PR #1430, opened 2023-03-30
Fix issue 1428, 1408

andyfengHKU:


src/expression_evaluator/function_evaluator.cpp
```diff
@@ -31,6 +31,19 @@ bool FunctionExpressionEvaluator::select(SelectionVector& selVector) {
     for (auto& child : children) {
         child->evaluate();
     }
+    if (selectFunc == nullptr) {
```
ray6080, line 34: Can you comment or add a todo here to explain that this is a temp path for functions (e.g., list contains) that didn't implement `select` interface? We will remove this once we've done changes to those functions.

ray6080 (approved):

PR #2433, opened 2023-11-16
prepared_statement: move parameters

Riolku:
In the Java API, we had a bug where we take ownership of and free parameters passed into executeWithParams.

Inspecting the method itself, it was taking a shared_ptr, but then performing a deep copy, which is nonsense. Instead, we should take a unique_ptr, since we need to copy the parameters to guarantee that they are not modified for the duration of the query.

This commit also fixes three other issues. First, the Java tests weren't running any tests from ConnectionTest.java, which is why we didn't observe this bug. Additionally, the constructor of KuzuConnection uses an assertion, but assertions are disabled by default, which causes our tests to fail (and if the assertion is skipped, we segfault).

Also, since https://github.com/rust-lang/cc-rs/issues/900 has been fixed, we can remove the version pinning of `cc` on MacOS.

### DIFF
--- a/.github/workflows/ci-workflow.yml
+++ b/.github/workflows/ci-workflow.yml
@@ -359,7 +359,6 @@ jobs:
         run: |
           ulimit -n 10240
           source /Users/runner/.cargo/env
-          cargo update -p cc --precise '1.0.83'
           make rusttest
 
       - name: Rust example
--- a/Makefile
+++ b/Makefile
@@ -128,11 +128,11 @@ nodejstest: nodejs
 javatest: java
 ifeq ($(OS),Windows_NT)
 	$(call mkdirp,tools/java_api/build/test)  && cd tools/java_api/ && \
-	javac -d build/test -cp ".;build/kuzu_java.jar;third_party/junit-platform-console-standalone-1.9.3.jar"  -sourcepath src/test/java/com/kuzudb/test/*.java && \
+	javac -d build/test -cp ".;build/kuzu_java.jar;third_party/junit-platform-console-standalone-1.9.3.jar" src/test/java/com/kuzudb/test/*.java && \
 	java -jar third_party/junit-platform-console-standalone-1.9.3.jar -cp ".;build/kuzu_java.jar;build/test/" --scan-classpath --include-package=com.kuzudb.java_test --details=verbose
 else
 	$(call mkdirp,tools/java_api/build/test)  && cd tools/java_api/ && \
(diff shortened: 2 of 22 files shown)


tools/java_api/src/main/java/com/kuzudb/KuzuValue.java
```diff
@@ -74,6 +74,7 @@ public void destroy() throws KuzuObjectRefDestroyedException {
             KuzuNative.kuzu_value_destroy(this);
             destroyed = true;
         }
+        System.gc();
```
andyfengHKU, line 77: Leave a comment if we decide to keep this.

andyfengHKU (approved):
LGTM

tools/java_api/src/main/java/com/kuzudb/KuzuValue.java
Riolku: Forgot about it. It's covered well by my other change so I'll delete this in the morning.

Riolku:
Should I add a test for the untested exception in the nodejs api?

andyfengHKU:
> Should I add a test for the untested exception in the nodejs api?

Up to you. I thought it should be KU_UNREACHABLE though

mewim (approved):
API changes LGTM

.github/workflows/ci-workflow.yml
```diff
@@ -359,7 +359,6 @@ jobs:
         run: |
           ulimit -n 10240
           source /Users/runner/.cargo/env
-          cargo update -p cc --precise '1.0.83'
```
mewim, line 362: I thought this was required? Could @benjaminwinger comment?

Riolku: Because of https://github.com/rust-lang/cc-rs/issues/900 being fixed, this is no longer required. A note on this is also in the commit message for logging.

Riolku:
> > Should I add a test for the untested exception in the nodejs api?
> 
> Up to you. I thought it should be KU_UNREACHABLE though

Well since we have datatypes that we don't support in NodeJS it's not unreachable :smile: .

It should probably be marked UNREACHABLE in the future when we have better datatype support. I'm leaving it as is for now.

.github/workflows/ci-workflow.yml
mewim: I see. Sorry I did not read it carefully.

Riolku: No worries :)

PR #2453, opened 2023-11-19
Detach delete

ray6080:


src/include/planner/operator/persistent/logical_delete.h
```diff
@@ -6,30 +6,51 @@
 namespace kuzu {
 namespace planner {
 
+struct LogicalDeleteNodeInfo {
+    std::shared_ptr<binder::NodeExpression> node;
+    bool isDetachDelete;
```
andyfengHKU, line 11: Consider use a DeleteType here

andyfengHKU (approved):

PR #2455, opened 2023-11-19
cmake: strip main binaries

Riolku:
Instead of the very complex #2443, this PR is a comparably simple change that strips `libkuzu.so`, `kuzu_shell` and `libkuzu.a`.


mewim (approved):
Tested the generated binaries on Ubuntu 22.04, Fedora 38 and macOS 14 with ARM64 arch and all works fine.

○ ○ ○ ○

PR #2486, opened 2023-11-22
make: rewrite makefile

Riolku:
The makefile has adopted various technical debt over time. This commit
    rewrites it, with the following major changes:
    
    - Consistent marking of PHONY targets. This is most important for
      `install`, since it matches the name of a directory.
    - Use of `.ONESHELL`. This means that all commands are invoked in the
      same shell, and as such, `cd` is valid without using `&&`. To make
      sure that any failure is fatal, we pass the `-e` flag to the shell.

○ ○ ○ ○

ASSIGNMENT:
Would you give the number of lines of the data that include the string "comment"? Nothing else is wanted.

REPLY TO THE TASK:
3